ClassToInstanceMap extends Java’s Map interface and provides two additional methods: T getInstance(Class<T>) and T putInstance(Class<T>, T). The advantage of this map is that these two methods can be used to perform type-safe operations and avoid casting.
In this tutorial, we will show how to use the Google Guava’s ClassToInstanceMap interface and its implementations.
2. Google Guava’s ClassToInstanceMap
Let’s have a look at how to use the implementation.
We’ll start by adding the Google Guava library dependency in the pom.xml:
<dependency>
<groupId>com.google.guava</groupId>
<artifactId>guava</artifactId>
<version>32.1.3-jre</version>
</dependency>The latest version of the dependency can be checked here.
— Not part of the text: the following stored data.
PR #356, opened 2019-11-06
Version 0.9.3

vramesh1:
# Version 0.9.3

## Changes

* Conversion Tracking Opt-In
  * Major change in behavior
  * Conversion Tracking was previously enabled by default
  * With this version, Conversion Tracking will no longer be enabled by default
  * To enable Conversion Tracking, the following line of code will need to be added to the Application
  * `ANSWERS.setConversionsOptIn(true)`
  
* New Pagination Component
* Vertical Search
  * Allow specifying a default initial search query for vertical searchers
  * Introduce boolean to toggle allowing an empty search
* Sample App enhancements


data-enabler:
> Allow specification of default initial search queries on empty vertical searches

This kinda makes it sound like this something that will happen for every empty search. I would just say "Allow specifying a default initial search query for vertical searchers"

data-enabler (approved):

ClassToInstanceMap interface has two implementations: a mutable and an immutable one. Let’s have a look at each of them separately.
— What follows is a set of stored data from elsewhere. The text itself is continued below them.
PR #357, opened 2019-11-08
Generator

b1lly:
There's definitely a few more iterations to organizing this a little better.

We need to:

1. Organize the generator code into its own package and files
2. Have the SDK be a dependency thats pulled in to the app and speed up the compilation of this step
3. Define the TOP LEVEL configuration object for the siteConfig more concretely instead of just depending on an object literal. For instance, we should have a concrete model defined in the library of all the configuration options we allow.


sample-app/README.md
```diff
@@ -22,4 +22,7 @@ or
 ```
 npm start [config_file]
 ```
-Open `index.html` in your browser of choice
+
+Once done, all the assets for the generated site will live in the `generated` directory by default.
+
+You can `cd` into that directory and open `index.html` in your browser of choice
```
data-enabler: Probably simpler to just say that they should open `generated/index.html`

sample-app/config/config.json
```diff
@@ -7,4 +8,4 @@
     },
     "jobs": {}
   }
-}
+}
```
data-enabler: Missing newline

sample-app/index.js
```diff
@@ -1,63 +1,127 @@
-const fs = require('fs');
+// TODO(billy) Move to ES6 imports when Node supports ES6 modules
```
data-enabler: Node does support ES6 modules, so I'd just remove the latter part of this comment.

sample-app/index.js
```diff
@@ -1,63 +1,127 @@
...
+const fs = require('fs-extra');
 const path = require('path');
 const util = require('util');
 const writeFile = util.promisify(fs.writeFile);
```
data-enabler, line 4: Side note: apparently as of Node 10 there's promise-based versions of the fs methods
https://nodejs.org/api/fs.html#fs_fs_promises_api

sample-app/index.js
```diff
@@ -1,63 +1,127 @@
...
-  writeUniversalHtml();
+  // Optionally create our `output directory`
+  if (!fs.existsSync(config.outputDir)) {
+    fs.mkdirSync(config.outputDir);
+  }
+
+  // Copy our assets into the `output directory`
+  fs.copy(config.assetsDir, `${config.outputDir}/${config.assetsDir}`, function (err) {
+    if (err) {
+      return console.error(err);
```
data-enabler: Promise APIs are nice for simple error handling like this, since you can say:
```js
fs.copy(config.assetsDir, `${config.outputDir}/${config.assetsDir}`)
  .catch(console.error)
  .then(() => console.log('Copied assets to generated site!'));
```

sample-app/index.js
```diff
@@ -1,63 +1,127 @@
...
-  templateUrl
-});
+
+class Configuration {
+  constructor (credentialsFile, configurationFile) {
+    /**
+     * The directory of the output from the generation
+     * @type {string}
+     */
+    this.outputDir = './generated';
```
data-enabler, line 13: It occurs to me that specifying paths like this makes the script not compatible with Windows. We should start using the `path` api at some point.

sample-app/index.js
```diff
@@ -1,63 +1,127 @@
...
-const credentials = require('./credentials.json');
-const configFile = process.argv[2]
-  ? path.join(process.cwd(), process.argv[2])
-  : './sample-config.json';
-const siteConfig = require(configFile);
-const config = Object.assign({}, credentials, siteConfig, {
-  templateUrl
-});
+
+class Configuration {
```
data-enabler, line 7: If we're going to bother writing JSDoc, I think this could just be a `typedef` + a `DEFAULTS` object.

sample-app/index.js
```diff
@@ -1,63 +1,127 @@
...
+     */
+    this.sdkBundleDir = '../dist';
+
+    /**
+     * Configuration used for generation of each page and vertical
+     * @type {object}
+     */
+    const configFile = process.argv[2] ? path.join(process.cwd(), process.argv[2]) : configurationFile;
+    this.siteConfig = Object.assign({},
+      require('./config/credentials.json'),
```
data-enabler, line 39: If we're cleaning stuff up, it probably makes sense to just parse the file normally, since this is kind of a hack.

sample-app/index.js
```diff
@@ -1,63 +1,127 @@
...
+      require(configFile));
+  }
+}
+
+// TODO(billy) This should just be pulled in as a dependency to the application
+class SDKBundle {
+  constructor (config) {
+    this.bundleUrl = `${config.assetsDir}/answers-modern.js`;
+    this.templateUrl = `${config.assetsDir}/answerstemplates.compiled.min.js`;
```
data-enabler, line 48: This isn't currently being used, is it? Before, this was being added to the config so that `app.js` could pass it to `ANSWERS.init`.

data-enabler (changes requested):

sample-app/index.js
b1lly: Isn't it only supported under an experimental flag?

vramesh1: https://timonweb.com/posts/how-to-enable-es6-imports-in-nodejs/

sample-app/config/config.json
data-enabler: Actually, this file shouldn't have even been in the repo at all; I think I just accidentally committed it at some point.

sample-app/index.js
data-enabler: @b1lly Yeah, but it would just be a matter of changing the buildHtml script to use the flag.
@vramesh1 That article is out of date, at the end it links to a more recent version that uses the `esm` module (which is what I personally use to handle ES6 imports.

Point is, there isn't really anything stopping us from using ES6 imports right now, so I don't see a reason to phrase it like we're waiting on outside stuff. (Also, if we were to use TypeScript we'd get ES6 module compatibility for free 😉)

sample-app/index.js
b1lly: You mean with fetch? or with the fs module?

sample-app/index.js
b1lly: This is a temporary object. I think it actually should be pulled in as a dependency into the library via a package manager.

sample-app/index.js
b1lly: Agreed. Also, we'll have to revisit some of these values and variables because some are "src" of data and some are "dest" of the directory to put it in.

To keep things simple it just uses the same dest (e.g. assets) as it does from source.

sample-app/index.js
data-enabler: With `fs`, rather than using `require`

sample-app/README.md
```diff
@@ -25,4 +25,4 @@ npm start [config_file]
 
 Once done, all the assets for the generated site will live in the `generated` directory by default.
 
-You can `cd` into that directory and open `index.html` in your browser of choice
+You can `cd` into that directory and open `generated/index.html` in your browser of choice
```
data-enabler, line 28: They don't need to `cd` if they're using the `generated/index.html` path.

sample-app/index.js
data-enabler: To be clear, I'm talking about `templateUrl` specifically. The sample app generator currently sets the `templateUrl` property passed to `ANSWERS.init` to point at the locally compiled templates, but it looks like we're no longer doing that.

sample-app/index.js
```diff
@@ -1,63 +1,120 @@
...
+  // Copy our assets into the `output directory`
+  fs.copy(config.assetsDir, `${config.outputDir}/${config.assetsDir}`)
+    .catch(console.error)
+    .then(() => console.log('Copied assets to generated site!'));
 
-  for (const verticalKey of Object.keys(config.verticals)) {
+  // Copy our sdk bundle into the `output directory`
+  fs.copy(config.sdkBundleDir, `${config.outputDir}/${config.assetsDir}`)
+    .catch(console.error)
+    .then(() => console.log('Copied SDK bundles to generated site!'))
```
data-enabler, line 85: Missing semicolon

data-enabler (changes requested):

vramesh1:
Closing for now since I'm not sure if this will work will continue.
Pls re-open if needed.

3. Creating an ImmutableClassToInstanceMap
We can create an instance of ImmutableClassToInstanceMap in a number of ways:
- using the of() method to create an empty map:
ImmutableClassToInstanceMap.of() - using the of(Class<T> type, T value) method to create a single entry map:
ImmutableClassToInstanceMap.of(Save.class, new Save()); - using copyOf() method which accepts another map as a parameter. It will create a map with the same entries as map provided as the parameter:
ImmutableClassToInstanceMap.copyOf(someMap) - using the builder:
ImmutableClassToInstanceMap.<Action>builder() .put(Save.class, new Save()) .put(Open.class, new Open()) .put(Delete.class, new Delete()) .build();
4. Creating a MutableClassToInstanceMap
We can also create an instance of MutableClassToInstanceMap:
- using the create() method which makes an instance backed by HashMap:
MutableClassToInstanceMap.create(); - using the create(Map<Class<? extends B>, B> backingMap) which makes an instance backed by the provided empty map:
MutableClassToInstanceMap.create(new HashMap());
5. Usage
Let’s have a look how to use the two new methods that are added to the regular Map interface:
- first method is <T extends B> T getInstance(Class<T> type):
Action openAction = map.get(Open.class); Delete deleteAction = map.getInstance(Delete.class); - second method is <T extends B> T putInstance(Class<T> type, @Nullable T value):
Action newOpen = map.put(Open.class, new Open()); Delete newDelete = map.putInstance(Delete.class, new Delete());
6. Conclusion
In this quick tutorial, we showed examples how to use ClassToInstanceMap from the Guava library.